Brief:
Return only the lines of the listing below that run from the line with "PR #2924, opened 2026-09-01" through the line with "- Corrected score", both ends included, exactly as written.

Supplied material:
******
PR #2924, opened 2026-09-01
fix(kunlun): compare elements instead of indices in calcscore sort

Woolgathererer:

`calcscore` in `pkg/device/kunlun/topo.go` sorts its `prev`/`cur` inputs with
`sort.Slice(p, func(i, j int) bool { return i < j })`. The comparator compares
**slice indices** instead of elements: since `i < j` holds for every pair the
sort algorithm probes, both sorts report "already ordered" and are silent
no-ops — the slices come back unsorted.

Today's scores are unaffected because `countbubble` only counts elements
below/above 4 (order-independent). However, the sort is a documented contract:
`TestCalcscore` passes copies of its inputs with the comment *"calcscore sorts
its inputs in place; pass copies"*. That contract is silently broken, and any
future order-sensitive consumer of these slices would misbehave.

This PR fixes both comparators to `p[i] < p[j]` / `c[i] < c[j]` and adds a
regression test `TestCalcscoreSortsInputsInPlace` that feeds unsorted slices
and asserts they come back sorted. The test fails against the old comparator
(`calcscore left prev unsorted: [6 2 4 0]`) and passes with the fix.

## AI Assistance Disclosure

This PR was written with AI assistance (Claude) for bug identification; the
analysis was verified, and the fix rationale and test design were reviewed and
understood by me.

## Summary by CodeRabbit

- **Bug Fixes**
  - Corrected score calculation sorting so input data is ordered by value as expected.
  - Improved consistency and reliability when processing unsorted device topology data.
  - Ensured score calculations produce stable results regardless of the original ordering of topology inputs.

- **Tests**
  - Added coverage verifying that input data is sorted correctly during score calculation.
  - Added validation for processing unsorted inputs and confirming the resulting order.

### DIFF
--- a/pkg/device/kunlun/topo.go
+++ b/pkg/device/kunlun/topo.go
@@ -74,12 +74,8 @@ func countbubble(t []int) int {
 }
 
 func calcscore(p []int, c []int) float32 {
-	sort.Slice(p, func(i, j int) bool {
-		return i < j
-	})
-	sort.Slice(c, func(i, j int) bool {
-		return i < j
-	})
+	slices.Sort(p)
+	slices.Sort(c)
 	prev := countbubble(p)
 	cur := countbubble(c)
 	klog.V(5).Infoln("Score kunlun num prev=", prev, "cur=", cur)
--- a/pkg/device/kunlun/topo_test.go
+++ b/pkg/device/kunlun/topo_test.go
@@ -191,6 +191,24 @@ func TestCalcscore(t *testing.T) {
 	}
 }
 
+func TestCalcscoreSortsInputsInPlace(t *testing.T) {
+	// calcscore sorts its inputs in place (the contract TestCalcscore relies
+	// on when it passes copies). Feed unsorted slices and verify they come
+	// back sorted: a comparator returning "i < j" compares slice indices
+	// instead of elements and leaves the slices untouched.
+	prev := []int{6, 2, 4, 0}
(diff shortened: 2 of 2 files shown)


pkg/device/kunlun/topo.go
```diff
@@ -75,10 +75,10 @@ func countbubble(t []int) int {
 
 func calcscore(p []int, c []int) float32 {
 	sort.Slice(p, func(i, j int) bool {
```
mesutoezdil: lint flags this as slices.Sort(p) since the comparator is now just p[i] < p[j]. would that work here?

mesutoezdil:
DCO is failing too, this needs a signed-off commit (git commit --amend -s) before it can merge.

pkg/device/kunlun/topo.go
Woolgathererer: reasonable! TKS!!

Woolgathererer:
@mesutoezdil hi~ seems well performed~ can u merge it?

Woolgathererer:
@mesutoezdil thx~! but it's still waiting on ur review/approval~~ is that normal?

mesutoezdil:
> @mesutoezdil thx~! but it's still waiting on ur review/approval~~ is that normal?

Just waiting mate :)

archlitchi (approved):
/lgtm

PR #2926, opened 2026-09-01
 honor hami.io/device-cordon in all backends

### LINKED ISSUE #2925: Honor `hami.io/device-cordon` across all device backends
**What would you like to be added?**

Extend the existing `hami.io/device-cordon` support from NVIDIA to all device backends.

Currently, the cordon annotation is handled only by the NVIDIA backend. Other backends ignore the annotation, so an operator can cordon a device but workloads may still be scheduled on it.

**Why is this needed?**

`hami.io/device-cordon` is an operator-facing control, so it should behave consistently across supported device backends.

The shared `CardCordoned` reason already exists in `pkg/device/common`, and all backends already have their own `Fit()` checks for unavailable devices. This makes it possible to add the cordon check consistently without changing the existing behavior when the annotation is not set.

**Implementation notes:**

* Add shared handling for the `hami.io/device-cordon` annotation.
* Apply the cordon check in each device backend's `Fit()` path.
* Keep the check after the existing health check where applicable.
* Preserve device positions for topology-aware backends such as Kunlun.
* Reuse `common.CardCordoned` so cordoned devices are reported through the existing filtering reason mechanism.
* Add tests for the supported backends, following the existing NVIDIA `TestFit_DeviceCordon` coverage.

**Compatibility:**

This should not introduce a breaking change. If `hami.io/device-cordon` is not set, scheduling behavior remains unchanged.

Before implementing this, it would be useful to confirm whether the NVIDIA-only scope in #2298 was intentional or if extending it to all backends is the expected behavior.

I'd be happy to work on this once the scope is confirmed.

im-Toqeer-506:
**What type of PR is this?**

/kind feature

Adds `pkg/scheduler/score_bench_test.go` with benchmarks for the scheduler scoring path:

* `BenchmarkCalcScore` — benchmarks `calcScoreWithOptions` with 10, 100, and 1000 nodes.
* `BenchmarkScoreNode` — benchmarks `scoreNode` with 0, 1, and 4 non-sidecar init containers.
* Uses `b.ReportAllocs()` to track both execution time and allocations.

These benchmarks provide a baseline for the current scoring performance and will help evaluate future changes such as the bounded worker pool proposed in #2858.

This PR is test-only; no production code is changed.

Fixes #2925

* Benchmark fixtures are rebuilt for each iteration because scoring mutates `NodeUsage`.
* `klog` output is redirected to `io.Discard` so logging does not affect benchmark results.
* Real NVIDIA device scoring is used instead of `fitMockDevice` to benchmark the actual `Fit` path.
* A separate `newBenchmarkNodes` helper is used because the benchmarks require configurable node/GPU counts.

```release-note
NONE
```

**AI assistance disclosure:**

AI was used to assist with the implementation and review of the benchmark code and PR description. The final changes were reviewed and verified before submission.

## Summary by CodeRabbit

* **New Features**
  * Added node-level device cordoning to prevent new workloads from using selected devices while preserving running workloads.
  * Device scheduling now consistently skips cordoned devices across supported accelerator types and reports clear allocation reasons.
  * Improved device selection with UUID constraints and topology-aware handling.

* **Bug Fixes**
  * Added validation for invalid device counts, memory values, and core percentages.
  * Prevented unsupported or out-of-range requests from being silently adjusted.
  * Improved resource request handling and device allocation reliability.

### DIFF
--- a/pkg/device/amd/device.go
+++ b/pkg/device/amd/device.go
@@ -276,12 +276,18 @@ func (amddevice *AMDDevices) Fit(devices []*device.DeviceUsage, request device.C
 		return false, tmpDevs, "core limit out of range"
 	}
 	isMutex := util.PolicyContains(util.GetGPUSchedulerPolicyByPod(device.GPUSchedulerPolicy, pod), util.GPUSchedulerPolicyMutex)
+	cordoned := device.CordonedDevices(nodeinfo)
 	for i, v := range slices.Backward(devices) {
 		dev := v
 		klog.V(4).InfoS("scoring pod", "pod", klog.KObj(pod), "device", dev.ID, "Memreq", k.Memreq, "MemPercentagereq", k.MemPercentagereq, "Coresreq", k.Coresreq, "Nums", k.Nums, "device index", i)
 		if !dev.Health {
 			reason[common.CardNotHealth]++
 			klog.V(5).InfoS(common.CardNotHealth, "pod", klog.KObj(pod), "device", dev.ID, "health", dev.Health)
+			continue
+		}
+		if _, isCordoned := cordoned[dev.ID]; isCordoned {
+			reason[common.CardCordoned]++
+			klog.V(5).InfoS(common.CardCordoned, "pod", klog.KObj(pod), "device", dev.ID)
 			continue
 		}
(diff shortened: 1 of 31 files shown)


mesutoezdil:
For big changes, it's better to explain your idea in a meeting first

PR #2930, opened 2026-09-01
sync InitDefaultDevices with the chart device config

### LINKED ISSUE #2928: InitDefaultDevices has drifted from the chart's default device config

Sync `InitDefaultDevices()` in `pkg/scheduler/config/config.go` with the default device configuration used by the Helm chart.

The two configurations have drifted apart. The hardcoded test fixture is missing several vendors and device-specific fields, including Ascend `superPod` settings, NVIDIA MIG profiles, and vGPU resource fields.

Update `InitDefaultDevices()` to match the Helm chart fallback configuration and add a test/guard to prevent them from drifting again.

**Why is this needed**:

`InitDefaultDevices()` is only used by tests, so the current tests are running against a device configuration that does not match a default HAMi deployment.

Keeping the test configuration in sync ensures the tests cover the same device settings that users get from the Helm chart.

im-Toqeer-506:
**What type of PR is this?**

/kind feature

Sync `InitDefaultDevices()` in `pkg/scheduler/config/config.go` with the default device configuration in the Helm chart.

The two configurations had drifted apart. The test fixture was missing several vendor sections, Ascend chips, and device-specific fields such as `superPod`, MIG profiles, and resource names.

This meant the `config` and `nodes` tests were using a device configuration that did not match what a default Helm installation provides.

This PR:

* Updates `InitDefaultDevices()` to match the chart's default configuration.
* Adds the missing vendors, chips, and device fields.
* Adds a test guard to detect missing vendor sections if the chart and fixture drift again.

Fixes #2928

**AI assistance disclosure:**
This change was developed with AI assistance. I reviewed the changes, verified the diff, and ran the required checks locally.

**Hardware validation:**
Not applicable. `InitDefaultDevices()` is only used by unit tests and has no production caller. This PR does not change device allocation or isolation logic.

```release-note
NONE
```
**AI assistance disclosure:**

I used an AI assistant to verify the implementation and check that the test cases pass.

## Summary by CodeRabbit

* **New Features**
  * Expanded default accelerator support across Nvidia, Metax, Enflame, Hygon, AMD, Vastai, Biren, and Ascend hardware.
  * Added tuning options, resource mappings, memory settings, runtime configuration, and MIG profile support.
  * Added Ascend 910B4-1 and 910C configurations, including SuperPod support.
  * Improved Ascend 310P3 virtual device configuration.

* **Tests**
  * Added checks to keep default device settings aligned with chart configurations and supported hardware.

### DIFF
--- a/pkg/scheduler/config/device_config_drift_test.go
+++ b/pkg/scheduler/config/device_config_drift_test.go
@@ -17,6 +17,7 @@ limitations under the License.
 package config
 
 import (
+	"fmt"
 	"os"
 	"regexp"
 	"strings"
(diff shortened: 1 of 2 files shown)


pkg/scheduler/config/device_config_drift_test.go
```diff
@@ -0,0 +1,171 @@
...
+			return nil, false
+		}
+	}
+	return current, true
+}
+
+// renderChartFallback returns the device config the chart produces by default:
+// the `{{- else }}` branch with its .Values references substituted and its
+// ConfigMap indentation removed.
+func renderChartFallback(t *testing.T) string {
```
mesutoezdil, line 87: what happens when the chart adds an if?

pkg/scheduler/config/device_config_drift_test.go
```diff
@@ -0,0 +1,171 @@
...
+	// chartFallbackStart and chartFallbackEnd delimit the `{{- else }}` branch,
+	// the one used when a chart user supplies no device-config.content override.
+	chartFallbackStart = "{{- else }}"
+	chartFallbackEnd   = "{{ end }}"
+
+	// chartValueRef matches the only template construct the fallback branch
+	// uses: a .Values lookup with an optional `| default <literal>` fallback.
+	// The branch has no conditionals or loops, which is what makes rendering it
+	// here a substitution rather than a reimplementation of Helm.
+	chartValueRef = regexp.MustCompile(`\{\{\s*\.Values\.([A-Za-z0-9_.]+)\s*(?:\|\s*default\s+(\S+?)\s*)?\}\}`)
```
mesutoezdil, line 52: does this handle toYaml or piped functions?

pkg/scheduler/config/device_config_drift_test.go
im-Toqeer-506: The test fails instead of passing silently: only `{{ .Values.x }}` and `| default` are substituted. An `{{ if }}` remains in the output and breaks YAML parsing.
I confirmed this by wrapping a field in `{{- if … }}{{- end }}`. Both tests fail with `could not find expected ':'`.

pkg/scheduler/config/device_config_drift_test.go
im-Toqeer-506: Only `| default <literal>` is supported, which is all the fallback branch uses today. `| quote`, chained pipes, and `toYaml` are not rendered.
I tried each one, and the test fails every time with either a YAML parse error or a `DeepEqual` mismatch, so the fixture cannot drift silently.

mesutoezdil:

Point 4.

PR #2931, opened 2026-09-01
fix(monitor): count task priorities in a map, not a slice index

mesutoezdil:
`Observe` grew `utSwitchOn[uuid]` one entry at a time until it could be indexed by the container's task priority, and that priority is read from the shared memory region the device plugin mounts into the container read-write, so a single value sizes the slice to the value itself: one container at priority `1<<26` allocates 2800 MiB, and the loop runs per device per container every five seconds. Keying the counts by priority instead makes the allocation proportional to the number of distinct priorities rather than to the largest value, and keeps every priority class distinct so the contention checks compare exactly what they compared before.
******
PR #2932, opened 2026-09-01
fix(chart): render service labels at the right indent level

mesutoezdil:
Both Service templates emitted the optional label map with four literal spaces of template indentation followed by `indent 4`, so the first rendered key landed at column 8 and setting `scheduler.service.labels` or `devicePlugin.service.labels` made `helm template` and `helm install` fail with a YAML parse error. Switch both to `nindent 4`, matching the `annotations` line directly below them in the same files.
******
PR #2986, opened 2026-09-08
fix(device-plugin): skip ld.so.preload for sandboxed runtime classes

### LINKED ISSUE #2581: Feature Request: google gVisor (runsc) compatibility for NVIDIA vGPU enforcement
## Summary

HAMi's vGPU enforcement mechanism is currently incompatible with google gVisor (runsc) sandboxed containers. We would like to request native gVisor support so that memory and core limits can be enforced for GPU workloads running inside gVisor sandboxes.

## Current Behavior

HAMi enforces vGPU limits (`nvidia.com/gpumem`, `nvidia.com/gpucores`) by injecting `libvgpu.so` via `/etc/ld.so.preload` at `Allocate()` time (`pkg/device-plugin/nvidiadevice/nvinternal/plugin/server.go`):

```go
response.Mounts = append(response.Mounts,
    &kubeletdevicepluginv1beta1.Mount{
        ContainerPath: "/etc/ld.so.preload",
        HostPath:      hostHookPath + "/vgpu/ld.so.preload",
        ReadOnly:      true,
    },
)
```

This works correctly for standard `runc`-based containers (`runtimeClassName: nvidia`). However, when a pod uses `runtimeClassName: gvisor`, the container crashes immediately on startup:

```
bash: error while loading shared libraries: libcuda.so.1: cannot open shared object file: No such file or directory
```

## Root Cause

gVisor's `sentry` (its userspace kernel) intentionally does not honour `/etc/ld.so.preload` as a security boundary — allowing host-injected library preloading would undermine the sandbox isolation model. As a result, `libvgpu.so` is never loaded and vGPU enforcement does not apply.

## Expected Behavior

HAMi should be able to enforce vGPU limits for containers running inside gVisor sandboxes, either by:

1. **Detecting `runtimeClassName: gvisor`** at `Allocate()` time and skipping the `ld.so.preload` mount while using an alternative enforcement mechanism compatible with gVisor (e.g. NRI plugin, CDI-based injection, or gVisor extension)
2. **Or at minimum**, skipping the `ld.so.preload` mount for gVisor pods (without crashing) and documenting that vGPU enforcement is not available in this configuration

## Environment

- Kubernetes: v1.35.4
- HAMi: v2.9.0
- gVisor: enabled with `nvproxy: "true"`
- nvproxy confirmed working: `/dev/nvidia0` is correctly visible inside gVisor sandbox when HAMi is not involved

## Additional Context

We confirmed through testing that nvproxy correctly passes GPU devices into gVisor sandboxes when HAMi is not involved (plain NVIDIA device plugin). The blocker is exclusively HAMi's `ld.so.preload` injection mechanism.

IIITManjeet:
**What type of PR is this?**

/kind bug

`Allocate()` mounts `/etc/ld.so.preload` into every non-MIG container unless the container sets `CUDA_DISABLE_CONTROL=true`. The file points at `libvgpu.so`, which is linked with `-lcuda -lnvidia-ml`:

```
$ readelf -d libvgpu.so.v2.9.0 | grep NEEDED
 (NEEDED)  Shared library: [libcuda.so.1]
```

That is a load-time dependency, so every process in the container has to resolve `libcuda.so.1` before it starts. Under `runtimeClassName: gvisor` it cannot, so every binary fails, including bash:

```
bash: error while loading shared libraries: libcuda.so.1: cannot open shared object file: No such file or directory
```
******
Task solution:
PR #2924, opened 2026-09-01
fix(kunlun): compare elements instead of indices in calcscore sort

Woolgathererer:

`calcscore` in `pkg/device/kunlun/topo.go` sorts its `prev`/`cur` inputs with
`sort.Slice(p, func(i, j int) bool { return i < j })`. The comparator compares
**slice indices** instead of elements: since `i < j` holds for every pair the
sort algorithm probes, both sorts report "already ordered" and are silent
no-ops — the slices come back unsorted.

Today's scores are unaffected because `countbubble` only counts elements
below/above 4 (order-independent). However, the sort is a documented contract:
`TestCalcscore` passes copies of its inputs with the comment *"calcscore sorts
its inputs in place; pass copies"*. That contract is silently broken, and any
future order-sensitive consumer of these slices would misbehave.

This PR fixes both comparators to `p[i] < p[j]` / `c[i] < c[j]` and adds a
regression test `TestCalcscoreSortsInputsInPlace` that feeds unsorted slices
and asserts they come back sorted. The test fails against the old comparator
(`calcscore left prev unsorted: [6 2 4 0]`) and passes with the fix.

## AI Assistance Disclosure

This PR was written with AI assistance (Claude) for bug identification; the
analysis was verified, and the fix rationale and test design were reviewed and
understood by me.

## Summary by CodeRabbit

- **Bug Fixes**
  - Corrected score calculation sorting so input data is ordered by value as expected.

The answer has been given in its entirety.